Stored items

━━━━━━━━━━━━━━━━

PR #377, opened 2022-11-30
fix claim MTA from StakedTokenBPT

naddison36:


doncesarts (approved):
I reviewed all references to _userPriceCoeff and _getPriceCoeff, this change looks good.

━━━━━━━━━━━━━━━━

**Task brief:** Please reproduce each line above exactly as written.

**Response to the exercise:**
PR #377, opened 2022-11-30
fix claim MTA from StakedTokenBPT

naddison36:


doncesarts (approved):
I reviewed all references to _userPriceCoeff and _getPriceCoeff, this change looks good.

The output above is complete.